The decisive moment for Pedersen came with 47km left to race, as he bridge across from the peloton to join Stefan Küng (Sui) and Lawson Craddock (USA) in the breakaway.

After Mathieu van der Poel (Ned) and Matteo Trentin (Ita) then launched their own attacks from the bunch, Pedersen found himself in a powerful breakaway that would survive to fight for the win.

Van der Poel was dropped on the final lap of the 14km finishing circuit, which set up a three-rider sprint between Pedersen, Trentin and Küng.

Trentin launched his sprint first with 200m to race but faded fast, allowing Pedersen to spin p and take the rainbow jersey, with Küng finishing third.

“It was not the plan to attack at exactly at that moment,” he said, looking back at the moment he bridged across to Craddock and Küng.

“But the plan was to play me out in the early final. We hoped that [Michael] Valgren or [Jakob] Fuglsang would jump across. But then suddenly, Van der Poel and Trentin arrived from behind with none of the two other Danish guys.

“After that, I just hoped for the best and I hoped the decision I took would go my way today.

“The final lap, I was just hoping for medal.
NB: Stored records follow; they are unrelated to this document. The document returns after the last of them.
PR #1548, opened 2025-01-10
[super ugly not working code] use shim.h instead of Tensor

janeyx99:
I KNOW THIS DOES NOT BUILD

this is a poc change to see what making custom ops use aoti shim.h would look like

### DIFF
--- a/torchao/csrc/cuda/tensor_core_tiled_layout/tensor_core_tiled_layout.cu
+++ b/torchao/csrc/cuda/tensor_core_tiled_layout/tensor_core_tiled_layout.cu
@@ -1,10 +1,12 @@
 #if !defined(__CUDA_ARCH__) || __CUDA_ARCH__ >= 800  // at least Ampere
 
-#include <ATen/ATen.h>
-#include <ATen/core/Tensor.h>
-#include <ATen/cuda/CUDAContext.h>
+// #include <ATen/ATen.h>
+// #include <ATen/core/Tensor.h>
 #include <ATen/DeviceGuard.h>
+#include <ATen/cuda/CUDAContext.h>
 #include <c10/cuda/CUDAGuard.h>
+#include <torch/csrc/inductor/aoti_torch/c/shim.h>
+#include <torch/csrc/inductor/aoti_torch/utils.h>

When Van der Poel got dropped, I was 99 per sure I would get a medal.

“Then in the last 500 metres, it was everything or nothing.”

The weather had a huge impact on the racing, with only 46 of the 197 starters finishing the race in torrential downpours.

Race organisers opted to start later, change the course, removing two of the three climbs and increasing the number of finishing laps from seven to nine.

“It definitely changed our tactics and we had to find another way to race," Pedersen said.

"Instead of attacking on the climbs during the big loop, we decided to wait until we hit the circuit and we wanted to work from there and put some pressure one.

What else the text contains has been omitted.